To become confident with a language other than your own takes a lot of work and "courage" as one is bound to make countless mistakes.
I hope you can finish the course. I'll be around doing more work.
Good luck and thanks :D
Wonderful to hear!
With regard to the "hieroglyphic" reading, it's amazing when that enchantingly magical transformation takes place. It's definitely one of my favorite experiences to date!
One of the best pieces of advice I received for language learning (although it applies to everything) was "go out every day and make at least one mistake" or "go out and find a way to embarrass yourself". Making inevitable error an objective turns it into an educational accomplishment.
...actually, that's exactly just what I needed to be reminded of today, haha.
Congratulations! Did you like this tree? How do you find Hungarian? Was it difficult for you?
Hungarian is difficult. :)
However there is something (or a lot) about this language that makes so interesting. Maybe because it comes from such different origin than the other European languages but could just be the peculiar and unique cultural, historical and sociological in which Hungarians have developed their mother tongue.
This is my first tree so all I can say is that I would probably "organize" things a bit different. There are some rough patches. But the overall balance is positive.
Yes, Hungarian is a unique language among the others European languages. How would you describe the skills you got after finishing the tree? Could you have the basic conversation? For me, Hungarian is veeery difficult and i have to repeat the lessons four or five times. Are you going to do the English-Hungarian tree ?
You know, in reality I had not consider it, but now that you mention it might be interesting as an opportunity to learn new info or simply as reinforcement. I might give it a try. Have you heard of anyone that has done just that? It would be interesting to ask them.
Reading Hungarian has become more fluid. Before I could only read small basic sentences. Now I can actually read a whole sequence of paragraphs and really comprehend the information even if I have to get the Dictionary out afterwards for the unknown words.
Listening has also gotten better but not as much as i would like. It is still difficult sometimes to tell words apart. But it has helped a lot. The audios in the course are pretty clear and well paced but sometimes you get a sentence with "enigmatic" sounds, which of course become really clear once you see them written out. Now, real life Hungarian speech is usually blazingly fast :( so....
And of course there is no way for me to evaluate my speaking and pronunciation. I guess I am going to have to wait until I engage in a real conversation with a Magyarophone to find out. It will be fun :D
Thanks. I will check them for sure. It might just be the only way for now to practice speaking.
Many people here do reverse trees. It helps because you have to translate into the learned language. And yes, Hellotalk is a good app.

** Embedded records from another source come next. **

PR #115, opened 2026-07-19
ci(calibration): [DO NOT MERGE] +10% synthetic regression for issue #70

kent-tokyo:
Throwaway branch for issue #70 item 7 gate-sensitivity calibration. Injects a measured +10% overhead into `parse_smiles_10mol` to check whether the Criterion gate reliably detects a real 10% regression. Will be closed without merging once enough independent runs are collected. See #70.


kent-tokyo:
Stopping per issue #70 item 7 calibration protocol: first run already hit the stop condition (inconclusive), and the underlying cause turned out to be structural (see issue #70). Never intended to merge.

PR #116, opened 2026-07-19
ci(calibration): [DO NOT MERGE] contamination-detection experiment for issue #70

kent-tokyo:
Throwaway branch for issue #70 item 7 contamination-detection calibration. Source is byte-identical to main -- only `.github/workflows/bench-pr-gate.yml` changes, injecting a background CPU stressor during the criterion-gate step to check whether the existing same-binary null control correctly flags `environment_contaminated=1` instead of leaking a spurious `any_fail=1`. Will be closed without merging once enough independent runs are collected; the workflow diff will be recorded to #70. See #70.

### DIFF
--- a/.github/workflows/bench-pr-gate.yml
+++ b/.github/workflows/bench-pr-gate.yml
@@ -228,6 +228,22 @@ jobs:
       - name: "Run process-level Criterion gate (issue #70 redesign)"
         run: |
           set +e
+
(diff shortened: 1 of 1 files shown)


kent-tokyo:
Stopping the whole-window contamination experiment -- confirmed not a valid one-sided contamination test (environment_contaminated=0, contamination hit both sides roughly equally). Superseded by the Stage 1 fix work tracked in issue #70. Never intended to merge.

PR #130, opened 2026-07-21
docs(perception): P1-A0 -- diagnose the 2D-stereo reader integration boundary

kent-tokyo:
## Summary

Diagnosis-only PR. No production code changed (no reader, writer, or `chematic-perception::stereo2d` modified). Independent of `#129` (SMILES bracket-H fix), `#126`/`#127`/`#128` (IO-1/2/3 drafts) -- based directly on `main`, does not stack on any of them.

**Headline finding**: the original hypothesis (`chematic_perception::stereo2d::apply_stereo_from_2d` writes the wrong field, `Atom.cip_code` instead of `Atom.chirality`) is incomplete. Source audit found **no reader in the codebase calls these functions at all** -- fixing the field they write to would fix nothing, since nothing calls them from a reader in the first place. The real open question is an integration-boundary one: *when and under what conditions should a coordinate-bearing reader invoke stereo perception?*

This PR answers that question via:
1. **Reader inventory** -- every coordinate-bearing format (MOL V2000/V3000, SDF, CDXML, CML, plus MRV as a pending/unmerged reference) audited for 2D/3D coords, wedge/dash handling, and whether it calls `chematic_perception`.
2. **Current stereo pathway trace**, verified empirically (not just read) -- includes a concrete, previously-undocumented finding: chematic's SMILES writer currently re-encodes a tetrahedral wedge bond as a meaningless OpenSMILES `/`/`\` directional-bond token (no adjacent double bond), which round-trips through chematic's own parser but is silently discarded by any spec-compliant consumer (verified against RDKit) -- worse than a silent drop, since it looks like something survived.
3. **14 frozen diagnostic fixtures** (`crates/chematic-mol/examples/stereo2d_fixture_dump.rs`), one per required mechanism (3-heavy+implicit-H, 4-neighbors-via-explicit-H, genuinely-4-heavy-atoms, solid/hash wedge, reversed bond-atom-order, multiple stereocenters, negative control, CIP-priority tie, degenerate coordinates, E/Z geometry, terminal alkene, contradictory wedges, coord/atom-count mismatch), cross-checked against RDKit (pinned commit `8afba32ec539dcb2369bc84549d802aca3f7eb39`) via `scripts/stereo2d_diagnosis.py`. **14/14 classified, 0 unexplained, 0 baseline drift.**
4. **RDKit source audit** of its own wedge-to-chirality pipeline (`MolFileParser.cpp`/`Chirality.cpp` at the same pinned commit) -- confirms RDKit runs chirality-tag (parity) perception *unconditionally* and *before* sanitization (deliberately, so H-removal can't destroy the wedge signal first), that this parity step is fully CIP-independent, and that 3-heavy+implicit-H stereocenters are treated as first-class, not an edge case.
5. **10 design-boundary questions answered** (default-parse behavior, opt-in vs unconditional, source of truth, error/warning/unspecified policy, etc.), each grounded in the audit rather than guessed.
6. **Recommended split, parity-first** (matches RDKit's own architecture and this PR's own audit -- an earlier draft had this backwards and was corrected during review): **P1-S1a** (wedge + 2D coords + given neighbor order -> `Atom.chirality` + `stereo_neighbor_order`, zero CIP involved) before **P1-S1b** (that parity + CIP ranking -> `Atom.cip_code` R/S label, built on top of S1a, never gating it -- a CIP-priority tie leaves `chirality` intact and only omits the label). **P1-S2** (E/Z bond directions) is independent of both.

Full report: `docs/stereo2d_reader_integration_rfc.md`.

## Review round 1 fixes (commit f146816)

- S1a/S1b order was backwards in an earlier draft (R/S-first, chirality derived from it) -- corrected to parity-first per above, since an R/S-first design can't produce `chirality` at all on a CIP tie.
- `tetrahedral_4heavy_explicit_h` wasn't actually 4 heavy atoms (3 heavy + 1 explicit H) -- renamed to `tetrahedral_4neighbors_explicit_h`, and a genuinely-4-heavy-atom fixture (`C(F)(Cl)(Br)(I)`, zero H anywhere) added. 13 -> 14 fixtures.
- `scripts/stereo2d_diagnosis.py` rebuilt fail-closed: explicit bucket whitelist (not a `startswith("unexpected")` convention), exact fixture-ID-set check, duplicate-ID check, per-bucket evidence assertions, an RDKit-parse-failure bucket, an RDKit version check, and self-tests of the fail-closed logic itself.

## Review round 2 fix (commit 2ea7bee)

- The bucket whitelist alone let mutually-exclusive outcomes of the same mechanism pass regardless of which actually occurred (e.g. `wedge_atom_order_reversed`'s "agrees with RDKit" / "disagrees" / "chematic only" are all individually whitelisted). Added `EXPECTED_BUCKET_BY_ID`, a frozen fixture-ID -> exact-bucket baseline checked in addition to the whitelist; any drift between them now fails closed too.

## Test plan

- [x] `cargo run -p chematic-mol --example stereo2d_fixture_dump > validation/results/stereo2d_fixture_dump.jsonl` -- reproducible, 14 rows, no panics
- [x] `.venv/bin/python scripts/stereo2d_diagnosis.py` -- reproducible, writes `validation/results/stereo2d_diagnosis_summary.json`, 14/14 classified, 0 unexplained, 0 baseline drift, exit 0
- [x] Fail-closed paths verified empirically by hand-injecting each failure mode and confirming exit code 1, then reverting: duplicate fixture ID, missing fixture ID, unknown mechanism, weakened bucket evidence, per-ID baseline drift
- [x] `cargo test --workspace --lib --quiet` -- no regressions (nothing production changed)
- [x] `bash scripts/check.sh` -- fmt/clippy/tests/deny/version all green
- [x] Zero changes to any reader, writer, or `chematic-perception::stereo2d` module (diagnosis calls only existing public APIs)

Not merging -- opening for review per plan.


kent-tokyo:
Addressed all 3 blocking points from review, in commit f146816. Still diagnosis-only, still not merged.

**1. S1a/S1b order reversed** — the recommended split had R/S computed first and `chirality` derived from it, backwards relative to this report's own RDKit audit (chiral tag/parity is CIP-free and computed first; CIP ranking is separate and later). Fixed §7: S1a is now wedge+coords → `chirality`+`stereo_neighbor_order` (no CIP), S1b is parity+CIP-ranking → `cip_code` label, built on top of S1a and preserving `chirality` on a CIP tie. Design question (h) updated to point at S1a specifically.

**2. `tetrahedral_4heavy_explicit_h` wasn't 4 heavy atoms** — confirmed: 3 heavy (F/Cl/Br) + 1 explicit H. Renamed to `tetrahedral_4neighbors_explicit_h`, and added fixture #3 `tetrahedral_4heavy_no_h` (`C(F)(Cl)(Br)(I)`, zero H anywhere) so the two shapes — "H present as a real atom RDKit's `removeHs` would strip" vs "no H to remove at all" — are reported as separate rows. 13 → 14 fixtures.

**3. Diagnosis script made fail-closed** — replaced the `startswith("unexpected")` convention with an explicit `EXPECTED_BUCKETS` whitelist, added an exact `EXPECTED_FIXTURE_IDS` set check (missing/extra IDs abort), a duplicate-ID check, per-bucket evidence assertions (contradictory-wedge now asserts 2 direction tokens actually appear, coord-mismatch asserts a non-empty result actually came back, degenerate-coordinates checks RDKit's own side too), an `rdkit_parse_failed` bucket for parse failures, an RDKit version check, and 2 self-tests of the fail-closed logic itself. `sys.exit(1)` wired through.

Verified empirically, not just written: I hand-injected a duplicate ID, a missing ID, an unknown mechanism, and weakened contradictory-wedge evidence into the dump and confirmed each produces exit code 1 before reverting. Current state: 14/14 classified, 0 unexplained, exit 0.

`bash scripts/check.sh` green, zero production code touched.

PR #131, opened 2026-07-21
feat(perception): P1-S1a-core -- CIP-independent local parity from wedges

kent-tokyo:
## What this is

`chematic_perception::local_parity_from_wedges` computes `Atom.chirality` +
`stereo_neighbor_order` directly from wedge/hash bonds and 2D coordinates,
using the neighbor order already present in the molecule (`mol.neighbors()`).
**It never calls CIP ranking and never touches `Atom.cip_code`.**

This is the first implementation step following the P1-A0 diagnosis (#130):
S1a (parity, CIP-independent) before S1b (CIP-ranked R/S label on top of it).
A CIP tie must not prevent a molecule from having a known local parity --
the wedge drawing is a complete statement on its own.

## Gate: RDKit chiral tag, not R/S

Per the design established during #130's review, the correctness bar here
is agreement with RDKit's raw `CHI_TETRAHEDRAL_CW`/`CCW` tag -- **not** R/S
label agreement (R/S needs CIP, which this function deliberately never
calls).

The sign convention was **measured**, not derived by analogy to the existing
CIP-based `assign_rs`: built matching MOL V2000 fixtures, confirmed
chematic's `mol.neighbors()` order and RDKit's `GetNeighbors()` order are
identical (both are bond-declaration order, so no permutation translation is
needed), then read off which raw signed-volume sign corresponds to which
RDKit tag. Cross-checked a second, independent way via RDKit's own rooted
non-canonical SMILES output and an odd/even-permutation argument -- the two
derivations agree. Full methodology in
`docs/stereo2d_local_parity_calibration.md`.

The 3-heavy+implicit-H case mirrors RDKit's own
`atomChiralTypeFromBondDirPseudo3D` (read from source at the pinned commit
`8afba32ec539dcb2369bc84549d802aca3f7eb39`): no synthetic 3D position is
invented for the missing H. Chematic's existing `signed_volume` already
reduces to RDKit's exact triple product when the center atom itself (not a
neighbor) is used as the pivot.

## Multiple wedges from the same center are not automatically contradictory

An earlier version of this PR rejected any stereocenter with more than one
wedge/hash bond outright. That was an unverified assumption, caught in
review: PR #130's own frozen fixtures (`tetrahedral_4neighbors_explicit_h`,
`tetrahedral_4heavy_no_h`) each legitimately carry a solid wedge to one
substituent and a hash to a *different* one, and RDKit accepts both
cleanly. The blanket rejection would have silently mis-rejected real, valid
drawings.

Fixed: when two or more bonds from a center are wedged, each is checked in
isolation (the already-calibrated single-wedge formula, with every other
wedge zeroed) and all isolated parities must agree -- using a tri-state
sign (`Some(negative)`/`Some(non-negative)`/`None` for a degenerate isolated
volume, not a bare bool, so a degenerate isolated wedge can't spuriously
"agree" with a real one) -- before the combined (all-real-z-at-once) volume
is trusted. Disagreement, or any isolated volume being itself degenerate,
rejects. Measured against RDKit on 5 dual-wedge fixtures -- not derived from
a same-direction/opposite-direction guess, which a first hypothesis floated
and the very first counterexample falsified. Full table in
`docs/stereo2d_local_parity_calibration.md`.

## Test coverage (all required cases from the P1-A0 follow-up spec)

- 3 heavy + implicit H
- 4 neighbors + explicit H
- true 4-heavy (no H anywhere)
- wedge/hash inversion
- bond atom-order inversion (both 3- and 4-neighbor: even vs odd permutation, verified to flip/preserve sign correctly in each case)
- multiple stereocenters
- CIP-priority tie (still produces chirality -- verified against the CIP-based path genuinely refusing the same fixture)
- missing coordinates -> no assignment
- degenerate/coplanar geometry -> no assignment
- two wedges implying disagreeing local parity -> no assignment (two independent fixtures)
- two wedges implying agreeing local parity, on different bonds -> accepted (ported from #130's real fixture geometry, both the 4-neighbor and 3-heavy+implicit-H code paths)
- one isolated wedge volume degenerate while the other is real -> no assignment
- both isolated wedge volumes degenerate -> no assignment

## Plumbing

Adds `chematic_core::Molecule::set_chirality` (no public setter existed;
mirrors the existing `set_cip_code`).

## Explicitly out of scope (per the agreed subsequent order)

- Not called from any reader's default parse path.
- Does not change the SMILES writer. While validating output through the
  existing canonical writer I re-encountered concrete evidence of its
  already-known standalone-wedge bug (`BondOrder::Up`/`Down` is overloaded
  for wedge depiction *and* SMILES `/`/`\` E/Z markers, so a lone wedge bond
  gets written as a meaningless directional token) -- this reinforces why
  that fix has to land before any reader wires this function in
  automatically, not something to fix in this PR.
- Does not add CIP-ranked R/S labeling (P1-S1b, builds on top of this later).
- Branch forked directly from `main` at `659baca`; does not stack on #129 or #130.

Diagnosis-only siblings (aromaticity, descriptor census, canonical-SMILES
residual, ETKDG gap, accurate-CIP audit, ECFP4 bit-exact matrix) are running
in parallel on separate branches/PRs, all also forked from the same
`main@659baca` and not touching this branch's files.

Not merged -- awaiting review. Originally forked from `main@659baca`, before
#129/#130 landed; see the rebase verification section below for the current
state.

## Rebase verification — 2026-07-22

- Rebasing target: `main@48eb526d46eadd3bd3fc042a4d42c9f162397c9d`
- Previous head: `8fac340acb586138bbaf3cda3bfce39df175bb70`
- Current head: `9e310b9bccd85d506c0e736f6d0d10aff9bbdf0a`
- Range-diff: 3/3 commits unchanged
- Conflicts: none
- Dedicated oracle: N/A (code + inline tests only, no diagnosis-script artifacts on this branch); `cargo test -p chematic-perception --lib stereo2d_local` 19/19 passed
- `bash scripts/check.sh`: passed
- GitHub Actions: CI green / Security green / Bench green

### DIFF
--- a/crates/chematic-core/src/molecule.rs
+++ b/crates/chematic-core/src/molecule.rs
@@ -708,6 +708,11 @@ impl Molecule {
         self.atoms[idx.0 as usize].cip_code = code;
     }
 
+    /// Set the tetrahedral chirality (`@`/`@@`) of atom `idx` in-place.
+    pub fn set_chirality(&mut self, idx: AtomIdx, chirality: crate::atom::Chirality) {
+        self.atoms[idx.0 as usize].chirality = chirality;
+    }
+
     /// Return the enhanced stereo groups attached to this molecule.
     pub fn stereo_groups(&self) -> &[StereoGroup] {
         &self.stereo_groups
--- a/crates/chematic-perception/src/lib.rs
+++ b/crates/chematic-perception/src/lib.rs
@@ -15,6 +15,7 @@ pub mod sssr;
 pub mod stereo_validation;
 
 pub mod stereo2d;
+pub mod stereo2d_local;
 
 pub use aromaticity::{
     AromaticityAlgorithm, AromaticityModel, AtomElectronTrace, ConjugatedComponent,
@@ -53,6 +54,7 @@ pub use stereo2d::{
     StereoAssignment2D, apply_stereo_from_2d, assign_ez_from_2d, assign_stereo_from_2d,
     cip_ez_descriptor,
 };
+pub use stereo2d_local::{apply_local_parity_from_wedges, local_parity_from_wedges};
 
 use chematic_core::{AtomIdx, Molecule};
 
--- a/crates/chematic-perception/src/stereo2d.rs
+++ b/crates/chematic-perception/src/stereo2d.rs
@@ -210,10 +210,10 @@ fn cross2d(vx: f64, vy: f64, ux: f64, uy: f64) -> f64 {
 
 /// 3D point (x, y, z).
 #[derive(Clone, Copy)]
-struct P3 {
-    x: f64,
-    y: f64,
-    z: f64,
+pub(crate) struct P3 {
+    pub(crate) x: f64,
+    pub(crate) y: f64,
+    pub(crate) z: f64,
 }
 
 fn assign_rs(mol: &Molecule, coords: &[(f64, f64)], center: AtomIdx) -> Option<CipCode> {
@@ -262,7 +262,7 @@ fn assign_rs(mol: &Molecule, coords: &[(f64, f64)], center: AtomIdx) -> Option<C
 /// Up (wedge toward viewer) → +1.0
 /// Down (dash away from viewer) → -1.0
 /// Anything else → 0.0
-fn wedge_z(mol: &Molecule, center: AtomIdx, neighbor: AtomIdx) -> f64 {
+pub(crate) fn wedge_z(mol: &Molecule, center: AtomIdx, neighbor: AtomIdx) -> f64 {
     // Check bond center→neighbor
     if let Some((_, bond)) = mol.bond_between(center, neighbor) {
         match bond.order {
@@ -312,7 +312,7 @@ fn rank4(mol: &Molecule, center: AtomIdx, subs: &[AtomIdx; 4]) -> Option<[u8; 4]
 // Signed volume
 // ---------------------------------------------------------------------------
 
-fn signed_volume(p1: P3, p2: P3, p3: P3, p4: P3) -> f64 {
+pub(crate) fn signed_volume(p1: P3, p2: P3, p3: P3, p4: P3) -> f64 {
     let (ax, ay, az) = (p1.x - p4.x, p1.y - p4.y, p1.z - p4.z);
     let (bx, by, bz) = (p2.x - p4.x, p2.y - p4.y, p2.z - p4.z);
     let (cx, cy, cz) = (p3.x - p4.x, p3.y - p4.y, p3.z - p4.z);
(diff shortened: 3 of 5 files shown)


kent-tokyo:
Fixed per review: the blanket "reject if >1 wedge" rule was too strict and was itself an unverified assumption.

PR #130's own frozen fixtures (`tetrahedral_4neighbors_explicit_h`, `tetrahedral_4heavy_no_h`) carry a solid wedge + a hash on two *different* bonds from the same center -- standard, valid notation, and RDKit accepts it cleanly. The old code would have silently mis-rejected this exact real case.

Replaced `has_at_most_one_wedge` with `wedges_agree_4`/`wedges_agree_3`: each wedged bond's implied parity is computed in isolation (every other wedge zeroed, reusing the already-calibrated single-wedge formula) and all isolated parities must agree before the combined volume is trusted. Measured against RDKit on 5 dual-wedge fixtures -- not derived from a same-direction/opposite-direction guess, which a first hypothesis floated and the very first counterexample falsified. Full table in `docs/stereo2d_local_parity_calibration.md`.

Added:
- `valid_dual_wedge_solid_and_hash_on_different_bonds_accepted` -- positive, ported from #130's actual fixture geometry.
- `dual_wedge_disagreeing_parity_rejected` -- second independent negative fixture (RDKit itself warns and returns `CHI_UNSPECIFIED` on this exact geometry).
- `valid_dual_wedge_3heavy_same_direction_accepted` -- positive coverage on the other code path (3-heavy + implicit H).

The pre-existing `contradictory_wedges_no_assignment` test still rejects, now confirmed for the right reason (measured disagreement) rather than "more than one wedge."

`bash scripts/check.sh` green. Still not merged; still not rebased (waiting on #129/#130 to land on main first, per the agreed integration order).

kent-tokyo:
Fixed the isolated-volume tri-state guard per review.

\`wedges_agree_4\`/\`wedges_agree_3\` compared isolated volumes via a bare \`< 0.0\` bool, which coded a degenerate (near-zero) isolated volume as "not negative" -- indistinguishable from a real non-negative sign. Added \`volume_sign(f64) -> Option<bool>\` (\`None\` within \`VOLUME_EPS\`, \`Some(negative)\` otherwise); all isolated signs must now be \`Some\` and equal, or it rejects.

Two new regression fixtures:
- one isolated volume degenerate (constructed so a specific wedge's isolated volume is exactly zero regardless of its sign/magnitude -- apex and the two non-wedged viewed points collinear) while the other wedge gives a clear real sign -> rejected
- all four substituents collinear, so every isolated volume among any wedged pair is exactly zero -> rejected

Both existing valid-dual-wedge accept fixtures still pass. \`bash scripts/check.sh\` green. PR body updated (no stale "any second wedge is contradictory" language left). Still not merged, still not rebased.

Well I wasn't aware of that, but know that you point it out there is no way I am going to pass on the chance to learn some more. Köszönöm :)
I second (or third) the "reverse tree" experience. After finishing the English to French tree, I did the French to English tree (thus the English flag above). There was a different vocabulary, and I found that it gave more opportunities to creatively translate into French. The only downside is that you never hear French audio.
After that, I also did French to German. This is called "language laddering" and is when you use a 2nd language to learn a 3rd language: usually, it's really great at cementing the 2nd language into your head and making you think with it, rather than mentally starting with English.
I recommend them both, when possible!
Great. I have already decided to go for the reverse tree. I am just going to do some more "strengthening" in the Duolingo tree and with some outside sources, as there are a few grammatical topics that I really need to fully grasp.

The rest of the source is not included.